Like all these stories about Jesus answering trick questions – and this was the third one in a row that Luke describes – like all the stories, it shows Jesus as a master of debate, of the scholarly riposté, a kind of super-rabbi who takes no prisoners.  But it also tells us something about his opponents as well . . . the Sadducees are so wrapped up in their argument, so tied up in the ins and outs of levirate marriage, that they can’t see the new age when it’s standing right there in front of their nose . . . for that’s where it was, of course, personified as Jesus of Nazareth.  They can’t see that God’s doing a new and transformative thing, that there is a fundamental discontinuity between this age and the next.

That’s why all our views on the resurrection are – in the end – inadequate.  We can’t just take all the good things we know, raise them to the nth degree, and expect that to be what the Kingdom of God is like . . . we can’t take something we love here in this age – like cars or movies – and say that in the coming age we’ll have thousands of cars or all the films ever made . . . it just isn’t that way.  In the age to come, in the resurrection of the dead, all bets are off, God will do a new thing, and there’s no getting around it.

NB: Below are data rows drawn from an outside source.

Issue #266, opened 2015-03-03
Multi-threading issue with Python Threading Lib (0.21)


mxd-rglas:
Whenever I use mutli-threading in my stbt scripts (for detecting random errors that cannot be expected by the script, like a popup error after disconnecting the network cable manually), from time to time there seems to be race conditions about the video frame, if I got the error message right. The error is not reproducible 100% and happens only intermittent. Most probably this could be fixed by Lock, but I would assume the stbt internals themselves need to respect the Lock as well.

Is there a plan to support multi-threading and fix this?

_Exception_:

```
UnboundLocalError: local variable 'res' referenced before assignment
Traceback (most recent call last):
 File "/usr/lib/stbt/stbt-run", line 49, in <module>
    execfile(args.script)
 File "/usr/lib/stbt/stbt.py", line 613, in wait_for_match
    raise MatchTimeout(res.frame, _template_name(image), timeout_secs)  # pylint: disable=W0631,C0301
```

_Code example_:

```
import threading
self._stop = threading.Event()
self._thread = threading.Thread(name='threadname', 
        target=do_something_in_parallel, 
        args=(self._stop,1))
self._thread.daemon = True
self._thread.start()
 # wait for something special to happen
self._stop.set() # Fire the stop event to stop the parallel action

def do_something_in_parallel(stop):
  while not stop.isSet():
    # do your parallel stuff
```

wmanley:
This sounds like a reasonable approach, but I'm not surprised that it doesn't work 100% as this is not a use case that we have any automated tests for in stb-tester itself.

drothlis:
This should be fixed by #449.

PR #449, opened 2017-08-02
Display: Allow multiple threads to call `get_frame()` and `frames()`

wmanley:
Previously `get_frame()` would have a side-effect that we'd never get the
same frame twice.  Instead it would block waiting for a new frame.  This is
useful behaviour for simple loops like:

    wait_until(lambda: match("example.png"))

but it's less desirable for:

    wait_until(lambda: match("example.png") or match("alternative.png"))

as waiting for a different frame to match "alternative.png" is unnecessary
and slows the process down.

It goes particularly wrong for cases like:

    for x, y in izip(detect_motion(),
                     iter(lambda: stbt.match("error-dialog.png"))):
        ...

Which frames will be analysed by `detect_motion` and which matched against?
It's unclear.

With this change a call to `get_frame()` will return immediately with the
latest frame and multiple `stbt.frames()` iterators can be used
concurrently (even from separate threads).  This will make it easier to
implement some more complex performance measurement tests.

The effects of this change could be rather subtle.  I would expect there to
be some loops out there that become busy-waits.  Whether that will actually
cause problems or not is a seperate question.

This is built on top of #420 and should provide a solution to #266 and #246

### DIFF
--- a/_stbt/core.py
+++ b/_stbt/core.py
@@ -740,8 +740,11 @@ def new_device_under_test_from_config(
         display[0].tell_user_thread(exception)
     mainloop = _mainloop()
 
-    sink_pipeline = SinkPipeline(
-        gst_sink_pipeline, raise_in_user_thread, save_video)
+    if not gst_sink_pipeline and not save_video:
+        sink_pipeline = NoSinkPipeline()
+    else:
+        sink_pipeline = SinkPipeline(  # pylint: disable=redefined-variable-type
+            gst_sink_pipeline, raise_in_user_thread, save_video)
     display[0] = Display(
         gst_source_pipeline, sink_pipeline, restart_source,
         transformation_pipeline)
@@ -1786,6 +1789,25 @@ class SinkPipeline(object):
             else:
                 raise TypeError(
                     "Can't draw object of type '%s'" % type(obj).__name__)
+
+
+class NoSinkPipeline(object):
+    """
+    Used in place of a SinkPipeline when no video output is required.  Is a lot
+    faster because it doesn't do anything.  It especially doesn't do any copying
+    nor video encoding :).
+    """
+    def startup(self):
+        pass
+
+    def teardown(self):
+        pass
+
+    def push_sample(self, _sample):
+        pass
+
+    def draw(self, _obj, _duration_secs=None, label=""):
+        pass
 
 
 class Display(object):
--- a/_stbt/core.py
+++ b/_stbt/core.py
@@ -1641,6 +1641,135 @@ class _Annotation(namedtuple("_Annotation", "time region label colour")):
         _draw_text(img, self.label, label_loc, (255, 255, 255), font_scale=0.5)
 
 
+class SinkPipeline(object):
+    def __init__(self, user_sink_pipeline, raise_in_user_thread, save_video=""):
+        self.annotations_lock = threading.Lock()
+        self.text_annotations = []
+        self.annotations = []
+        self._raise_in_user_thread = raise_in_user_thread
+        self.received_eos = threading.Event()
+
+        if save_video:
+            if not save_video.endswith(".webm"):
+                save_video += ".webm"
+            debug("Saving video to '%s'" % save_video)
+            video_pipeline = (
+                "t. ! queue leaky=downstream ! videoconvert ! "
+                "vp8enc cpu-used=6 min_quantizer=32 max_quantizer=32 ! "
+                "webmmux ! filesink location=%s" % save_video)
+        else:
+            video_pipeline = ""
+
+        sink_pipeline_description = " ".join([
+            "appsrc name=appsrc format=time " +
+            "caps=video/x-raw,format=(string)BGR !",
+            "tee name=t",
+            video_pipeline,
+            "t. ! queue leaky=downstream ! videoconvert !",
+            user_sink_pipeline
+        ])
+
+        self.sink_pipeline = Gst.parse_launch(sink_pipeline_description)
+        sink_bus = self.sink_pipeline.get_bus()
+        sink_bus.connect("message::error", self._on_error)
+        sink_bus.connect("message::warning", self._on_warning)
+        sink_bus.connect("message::eos", self._on_eos_from_sink_pipeline)
+        sink_bus.add_signal_watch()
+        self.appsrc = self.sink_pipeline.get_by_name("appsrc")
+
+        debug("sink pipeline: %s" % sink_pipeline_description)
+
+    def _on_eos_from_sink_pipeline(self, _bus, _message):
+        debug("Got EOS from sink pipeline")
+        self.received_eos.set()
+
+    def _on_warning(self, _bus, message):
+        assert message.type == Gst.MessageType.WARNING
+        Gst.debug_bin_to_dot_file_with_ts(
+            self.sink_pipeline, Gst.DebugGraphDetails.ALL, "WARNING")
+        err, dbg = message.parse_warning()
+        warn("Warning: %s: %s\n%s\n" % (err, err.message, dbg))
+
+    def _on_error(self, _bus, message):
+        assert message.type == Gst.MessageType.ERROR
+        if self.sink_pipeline is not None:
+            Gst.debug_bin_to_dot_file_with_ts(
+                self.sink_pipeline, Gst.DebugGraphDetails.ALL, "ERROR")
+        err, dbg = message.parse_error()
+        self._raise_in_user_thread(
+            UITestError("%s: %s\n%s\n" % (err, err.message, dbg)))
+
+    def startup(self):
+        self.received_eos.clear()
+        self.sink_pipeline.set_state(Gst.State.PLAYING)
+
+    def teardown(self):
+        debug("teardown: Sending eos on sink pipeline")
+        if self.appsrc.emit("end-of-stream") == Gst.FlowReturn.OK:
+            if not self.received_eos.wait(10):
+                debug("Timeout waiting for sink EOS")
+        else:
+            debug("Sending EOS to sink pipeline failed")
+
+        self.sink_pipeline.set_state(Gst.State.NULL)
+
+        # Don't want to cause the Display object to hang around on our account,
+        # we won't be raising any errors from now on anyway:
+        self._raise_in_user_thread = None
+
+    def push_sample(self, sample):
+        # Calculate whether we need to draw any annotations on the output video.
+        now = sample.time
+        texts = []
+        annotations = []
+        with self.annotations_lock:
+            for x in self.text_annotations:
+                x.setdefault('start_time', now)
+                if now < x['start_time'] + x['duration']:
+                    texts.append(x)
+            self.text_annotations = texts[:]
+            for annotation in list(self.annotations):
+                if annotation.time == now:
+                    annotations.append(annotation)
+                if now >= annotation.time:
+                    self.annotations.remove(annotation)
+
+        sample = gst_sample_make_writable(sample)
+        img = array_from_sample(sample, readwrite=True)
+        # Text:
+        _draw_text(
+            img, datetime.datetime.now().strftime("%H:%M:%S.%f")[:-4],
+            (10, 30), (255, 255, 255))
+        for i, x in enumerate(reversed(texts)):
+            origin = (10, (i + 2) * 30)
+            age = float(now - x['start_time']) / 3
+            color = (int(255 * max([1 - age, 0.5])),) * 3
+            _draw_text(img, x['text'], origin, color)
+
+        # Regions:
+        for annotation in annotations:
+            annotation.draw(img)
+
+        self.appsrc.props.caps = sample.get_caps()
+        self.appsrc.emit("push-buffer", sample.get_buffer())
+
+    def draw(self, obj, duration_secs=None, label=""):
+        with self.annotations_lock:
+            if isinstance(obj, str) or isinstance(obj, unicode):
+                obj = (
+                    datetime.datetime.now().strftime("%H:%M:%S.%f")[:-4] +
+                    ' ' + obj)
+                self.text_annotations.append(
+                    {"text": obj, "duration": duration_secs})
+            elif hasattr(obj, "region") and hasattr(obj, "timestamp"):
+                annotation = _Annotation.from_result(obj, label=label)
+                if annotation.time:
+                    self.annotations.append(annotation)
+            else:
+                raise TypeError(
+                    "Can't draw object of type '%s'" % type(obj).__name__)
+
+
 class Display(object):
     def __init__(self, user_source_pipeline, user_sink_pipeline,
                  mainloop, save_video="",
@@ -1658,11 +1787,6 @@ class Display(object):
         self.start_timestamp = None
         self.underrun_timeout = None
         self.tearing_down = False
-        self.received_eos = threading.Event()
-
-        self.annotations_lock = threading.Lock()
-        self.text_annotations = []
-        self.annotations = []
 
         self.restart_source_enabled = restart_source
 
@@ -1691,47 +1815,17 @@ class Display(object):
             appsink])
         self.create_source_pipeline()
 
-        if save_video:
-            if not save_video.endswith(".webm"):
-                save_video += ".webm"
-            debug("Saving video to '%s'" % save_video)
-            video_pipeline = (
-                "t. ! queue leaky=downstream ! videoconvert ! "
-                "vp8enc cpu-used=6 min_quantizer=32 max_quantizer=32 ! "
-                "webmmux ! filesink location=%s" % save_video)
-        else:
-            video_pipeline = ""
-
-        sink_pipeline_description = " ".join([
-            "appsrc name=appsrc format=time " +
-            "caps=video/x-raw,format=(string)BGR !",
-            "tee name=t",
-            video_pipeline,
-            "t. ! queue leaky=downstream ! videoconvert !",
-            user_sink_pipeline
-        ])
-
-        self.sink_pipeline = Gst.parse_launch(sink_pipeline_description)
-        sink_bus = self.sink_pipeline.get_bus()
-        sink_bus.connect(
-            "message::error",
-            lambda bus, msg: self.on_error(self.sink_pipeline, bus, msg))
-        sink_bus.connect("message::warning", self.on_warning)
-        sink_bus.connect("message::eos", self.on_eos_from_sink_pipeline)
-        sink_bus.add_signal_watch()
-        self.appsrc = self.sink_pipeline.get_by_name("appsrc")
+        self._sink_pipeline = SinkPipeline(
+            user_sink_pipeline, self.tell_user_thread, save_video)
 
         debug("source pipeline: %s" % self.source_pipeline_description)
-        debug("sink pipeline: %s" % sink_pipeline_description)
         self.mainloop = mainloop
 
     def create_source_pipeline(self):
         self.source_pipeline = Gst.parse_launch(
             self.source_pipeline_description)
         source_bus = self.source_pipeline.get_bus()
-        source_bus.connect(
-            "message::error",
-            lambda bus, msg: self.on_error(self.source_pipeline, bus, msg))
+        source_bus.connect("message::error", self.on_error)
         source_bus.connect("message::warning", self.on_warning)
         source_bus.connect("message::eos", self.on_eos_from_source_pipeline)
         source_bus.add_signal_watch()
@@ -1808,7 +1902,7 @@ class Display(object):
                 try:
                     yield array_from_sample(sample)
                 finally:
-                    self.push_sample(sample)
+                    self._sink_pipeline.push_sample(sample)
 
     def on_new_sample(self, appsink):
         sample = appsink.emit("pull-sample")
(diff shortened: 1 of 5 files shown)


wmanley:
@drothlis: This is a change with rather significant impact, but it has allowed me to implement tests that I otherwise wouldn't be able to do.  How do you feel about it?

drothlis:
I haven't reviewed the implementation yet, but this is great. It allows writing tests like this:

```
pool = multiprocessing.ThreadPool(processes=3)
stbt.press("KEY_OK")
pool.apply_async(motion_watcher)
pool.apply_async(black_screen_watcher)
pool.apply_async(spinner_watcher)
pool.close()
pool.join()
```

...which could log output like this:

```
Measured 'play_content' at 2017-08-03T12:16:57.208350+00:00
    time to press	0.0
    time to spinner	0.13856959343
    time to black	0.178586959839
    time to not spinner	1.3785636425
    time to not black	2.45867109299
    time to motion	3.41855049133
```

drothlis:
As discussed with @wmanley: We should make `stbt.get_frame()` have an optional configuration flag (global, not a parameter to the function) that makes it use the original behaviour (blocking until the next frame is available). Tell users that if they have any problems, set that flag *and tell us* otherwise we'll remove it in a future release.

wmanley:
Whew, I've completed all the TODO items.  I do like the look of the [example test](https://github.com/stb-tester/stb-tester/pull/449/files#diff-aae2f0e80f5f6d6829c32afd358f813bR582).  We should take some inspiration from this when defining a better threading API #463.  Specifically I like how `imap_unordered` gives us an iterator of things that have happened, and will pass through exceptions, etc too.

@drothlis: Please review in detail.

We should watch out for any test-unreliability.  I've seen `test_detect_motion_times_out_during_yield` fail.  See https://travis-ci.org/stb-tester/stb-tester/builds/298045248 .  I had put a fix in for this.  See https://github.com/wmanley/stb-tester/commit/1bde34547810ddbf33de5fbdd7f9588d2abf245f, but perhaps the cure is worse than the disease in that instance.

drothlis:
`test_detect_match_times_out_during_yield` and `test_detect_motion_times_out_during_yield` are still failing. Is 1bde345 not actually on this branch? (it's on branch `one-past-end`). Clearly we can't merge if it has flaky tests.

_stbt/core.py
```diff
@@ -1907,7 +1906,6 @@ def create_source_pipeline(self):
             # Hauppauge HDPVR capture device.
             source_queue = self.source_pipeline.get_by_name(
                 "_stbt_user_data_queue")
-            self.start_timestamp = None
```
drothlis: `start_timestamp` was changed from a stack variable to a member in cf57a4c (First `wait_for_match` after restarting pipeline obeys `timeout_secs`) because the HD-PVR video-capture device would start its timestamps at 0 after restarting the source pipeline.

I would hope that any other video-capture device in common use has sensible timestamps, and I don't care about supporting the HD-PVR... but this certainly isn't a pure refactoring.

_stbt/core.py
```diff
@@ -1948,28 +1946,25 @@ def pull_frame(self, timeout_secs=10):
 
     def frames(self, timeout_secs=None):
         import time
-        self.start_timestamp = None
+        if timeout_secs is not None:
+            end_time = time.time() + timeout_secs
```
drothlis: This is also a change in behaviour in that the timeout is based on wall clock time instead of the time of the first frame.

It will break video-capture devices that don't use wall-clock time. I think that's OK -- as far as I know that's only the HD-PVR which is obsolete.

It will change test-script behaviour for video-capture devices with significant latency --  but in a safe way, i.e. it will result in more frames being processed, not less. So if you ask for timeout_secs=10, you'll actually get 10 seconds' worth since your `press` or whatever.

_stbt/core.py
```diff
@@ -1948,28 +1946,25 @@ def pull_frame(self, timeout_secs=10):
...
 
         with self.lock:
             while True:
                 ddebug("user thread: Getting sample at %s" % time.time())
-                sample = self._get_sample(max(10, timeout_secs))
+                sample = self._get_sample(max(10, timeout_secs or 0))
```
drothlis: This is an unrelated change. It's also unnecessary:

```
>>> max(10, None)
10
```

But it doesn't hurt.

_stbt/core.py
drothlis: To clarify I don't object to this change but the commit message needs to change and it could possibly be split into several commits and possibly merits a release note.

_stbt/core.py
```diff
@@ -1948,28 +1946,25 @@ def pull_frame(self, timeout_secs=10):
...
-
                 try:
                     yield array_from_sample(sample)
                 finally:
                     self._sink_pipeline.push_sample(sample)
 
+                if timeout_secs is not None and timestamp > end_time:
+                    debug("timed out: %.3f > %.3f" % (timestamp, end_time))
+                    return
+
```
drothlis: So now we're checking for timeout *after* yielding the frame -- also a change in behaviour. It's kind of reverted by 1bde345 on branch `one-past-end`.

_stbt/core.py
```diff
@@ -1698,6 +1698,7 @@ def __init__(self, user_sink_pipeline, raise_in_user_thread, save_video=""):
         self.annotations = []
         self._raise_in_user_thread = raise_in_user_thread
         self.received_eos = threading.Event()
+        self._frames = deque(maxlen=35)
```
drothlis: Does this assume a particular video-capture frame rate?

_stbt/core.py
```diff
@@ -1767,7 +1772,26 @@ def teardown(self):
...
 
-    def push_sample(self, sample):
+    def on_sample(self, sample):
+        """
+        Called from `Display` for each frame.
+        """
+        # The test script can draw on the video, but this happens in a different
+        # thread.  We don't know when they're finished drawing so we just give
+        # them 0.5s instead.
+        SINK_LATENCY_SECS = 0.5
```
drothlis: This says 0.5s but the commit message says 1s.

_stbt/core.py
```diff
@@ -933,9 +933,6 @@ def _match_all(self, image, frame, match_parameters, region):
 
         region = Region.intersect(_image_region(frame), region)
 
-        # Remove this copy once we've confirmed that doing so won't cause
-        # push_sample to doodle on the frame later.
-        frame = frame.copy()
         frame.flags.writeable = False
```
drothlis: Presumably we can remove this `frame.flags.writeable = False` too, because we already set it in `Display.on_new_sample`.

_stbt/core.py
```diff
@@ -933,9 +933,6 @@ def _match_all(self, image, frame, match_parameters, region):
 
         region = Region.intersect(_image_region(frame), region)
 
-        # Remove this copy once we've confirmed that doing so won't cause
-        # push_sample to doodle on the frame later.
-        frame = frame.copy()
```
drothlis: Nice, earlier in the pull request I was wondering if you were going to get around to removing this copy. Should we add a test that we don't write on the frame? Something like:

```
get_frame
sleep
look at the frame
```

_stbt/core.py
```diff
@@ -1979,11 +1998,7 @@ def on_new_sample(self, appsink):
                  "source-pipeline configuration." % sample.time)
 
         self.tell_user_thread(sample)
-        if self.lock.acquire(False):  # non-blocking
-            try:
-                self._sink_pipeline.push_sample(sample)
-            finally:
-                self.lock.release()
+        self._sink_pipeline.on_sample(sample)
```
drothlis: Before, `SinkPipeline.push_sample` would sometimes get called from the GLib main loop (i.e. the thread handling the GStreamer `new-sample` signal) and sometimes from the user thread that's running the user script (if using `stbt.frames()`, `stbt.wait_for_match()`, `stbt.wait_for_motion()`, or similar -- but *not* `stbt.get_frame()`).

N.B. `SinkPipeline.push_sample` is what draws on the frames. But previously if called from the GLib main loop there would be nothing to draw. Whereas now it will always do the drawing from the GLib main loop. Will that slow down the main loop from processing other events? Probably not. Just wondering out loud.

This way is certainly simpler & more consistent. I feel like this whole PR is making things simpler.

docs/release-notes.md
```diff
@@ -112,6 +112,11 @@ UNRELEASED
   working properly with OpenCV 3. OpenCV 2.4 is still our primary supported
   target version of OpenCV.
 
+* Output video now runs a the full frame-rate of the input video rather than
+  slowing down during `wait_for_match`. As a side-effect the latency of the
+  video has increased by 0.5s and if the image processing is particularly slow
+  the annotations won't appear on the output video.
```
drothlis: Also: Annotations added manually when using `stbt.match` + `stbt.get_frame` intsead of `stbt.wait_for_match` will now show up in the video, as long as your processing took < 0.5s.

drothlis: P.S. The long term goal is to have these annotations rendered at playback time (e.g. when looking at a video for an old test result) instead of hard-coding them into the video at test-run time.

_stbt/core.py
```diff
@@ -1962,7 +1962,7 @@ def _get_sample(self, timeout_secs=10):
         return gst_sample
```
drothlis: Looks like you missed this spot -- you should be returning the result of `array_from_sample` from the previous line?

_stbt/core.py
```diff
@@ -903,7 +902,7 @@ def _match_all(self, image, frame, match_parameters, region):
 
         grabbed_from_live = (frame is None)
         if grabbed_from_live:
-            frame = self._display.pull_frame()
+            frame = self._display.get_frame()
```
drothlis: Yay I was always confused about the proliferation of `get_frame` / `_get_sample` / `pull_frame`. Now we're rid of the latter 2.

_stbt/core.py
```diff
@@ -1999,25 +2006,20 @@ def on_new_sample(self, appsink):
         return Gst.FlowReturn.OK
 
     def tell_user_thread(self, frame_or_exception):
-        # `self.last_sample` (a synchronised Queue) is how we communicate from
-        # this thread (the GLib main loop) to the main application thread
-        # running the user's script. Note that only this thread writes to the
-        # Queue.
+        # `self.last_frame` is how we communicate from this thread (the GLib
+        # main loop) to the main application thread running the user's script.
+        # Note that only this thread writes to the Queue.
```
drothlis: only this thread writes to ~~the Queue~~ \`self.last_frame`.

_stbt/core.py
```diff
@@ -1942,36 +1942,43 @@ def set_source_pipeline_playing(self):
...
-
-        if isinstance(gst_sample, Gst.Sample):
-            self.last_used_frame = array_from_sample(gst_sample)
-
-        return gst_sample
-
-    def pull_frame(self, timeout_secs=10):
-        return self._get_frame(timeout_secs)
+    def get_frame(self, timeout_secs=10, since=None):
+        import time
```
drothlis: How expensive is `import time`?

```
In [1]: import time

In [2]: %timeit import time
The slowest run took 43.52 times longer than the fastest. This could mean that an intermediate result is being cached.
1000000 loops, best of 3: 367 ns per loop
```

Worst case: 367ns x 43.52 = 0.016ms = 1/1,000th of a frame at 60fps. That's the worst case (the slowest run). Maybe %timeit starts from a clean environment and imports it afresh?

Best case: 367ns = 1/45,000th of a frame at 60fps.

docs/release-notes.md
```diff
@@ -77,8 +77,28 @@ UNRELEASED
   of your stbt config file, and let us know on the mailing list as we may
   remove the workaround completely in a future release.
 
+* A call to `stbt.get_frame()` is no-longer guaranteed to return a new frame, it
+  may return the same frame that the previous call to `stbt.get_frame()`
+  returned. This may have subtle effects on the timing of existing test-scripts.
+  Functions that depend on this behaviour should be refactored to use the
+  `stbt.frames()` iterator method instead.
```
drothlis: "no longer blocks until a new frame is available."

The benefits are that you can call `stbt.get_frame` from multiple threads.

tests/test-stbt-py.sh
```diff
@@ -578,3 +578,42 @@ test_that_transformation_pipeline_transforms_video() {
...
+
+    stbt run -v test.py checkers-8 >out.log
+    grep -q "Checkers" out.log || fail "Expected checkers pattern"
+
+    stbt run -v test.py smpte >out.log
+    grep -q "Motion" out.log || fail "Expected motion"
+
+    stbt run -v test.py black >out.log
+    grep -q "Timeout" out.log || fail "Expected timeout"
+}
```
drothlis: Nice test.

      But if this story is about discontinuity, if it’s about the impossibility – and undesirability – of projecting all our cares and worries and expectations upon the next age, one thing is certain.  God’s love will not be frustrated, not even by death.  It will not be denied, even though all the forces of evil seem lined up against it, though all the wars and rumors of wars, all the starvation, all the terrorist attacks eat at our very souls, God will triumph.  Even though we have no idea – really – of what the Kingdom of God is now and will become, even though all we know is that it will be different, one thing will never change: the eternal love of God.  So be not afraid.  Amen.